══ DATA FOR THE TASK ══

PR #1223, opened 2026-06-17
Use the time reported by the plugin.

yseto:
We will use the time reported by the plugin.
mackerel-agent uses current of the time of aggregation. Time information for delayed (or future) metrics was not used.
This fix improves accuracy.


command/command.go
```diff
@@ -407,20 +407,25 @@ func enqueueLoop(ctx context.Context, app *App, postQueue chan *postValue) {
 						continue
 					}
 				}
-				for name, value := range values.Values {
-					if math.IsNaN(value) || math.IsInf(value, 0) {
-						logger.Warningf("Invalid value: hostID = %s, name = %s, value = %f\n is not sent.", hostID, name, value)
+				for name, attribute := range values.Values {
+					if math.IsNaN(attribute.Value) || math.IsInf(attribute.Value, 0) {
+						logger.Warningf("Invalid value: hostID = %s, name = %s, value = %f\n is not sent.", hostID, name, attribute)
```
ne-sachirou: When passing attribute.Value to the invalid value log.
When detecting NaN/Inf metric values, this log currently passes the entire `metrics.ValueAttribute` structure to `%f`, resulting in format errors like `%!f(...)` instead of the actual value. This prevents reading the required values for investigating invalid values, so `attribute.Value` should be passed here instead.

NaNやInf が渡された場合、このログは `%f` に `metrics.ValueAttribute` 構造体を渡すため、実際の値ではなく `%!f(...)` のようなフォーマットエラーを出力します。無効な値の調査に必要な値が読めなくなるので、ここは `attribute.Value` を渡してください。

yseto: I fixed at b3b5f798bd9a376823a3b687257ec67675231a9f

ne-sachirou (approved):
🙆‍♀️

yseto:
Thanks for your review.

PR #1254, opened 2026-09-16
KillMode=control-group (default) was conflict the processing on_stop

yseto:
When KillMode=mixed is set, the signal is sent only to the parent process when the service is stopped.


ne-sachirou (approved):
🙆‍♀️

yseto:
Thanks for your review.

PR #783, opened 2024-03-06
Enable deploy app

xschildw:
This PR enables actual deployment of an app to an S3 bucket + update couple deps.


jay-hodgson:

═══

From the data above, copy each line that holds "math".

*ANSWER TO THIS EXERCISE*
-					if math.IsNaN(value) || math.IsInf(value, 0) {
+					if math.IsNaN(attribute.Value) || math.IsInf(attribute.Value, 0) {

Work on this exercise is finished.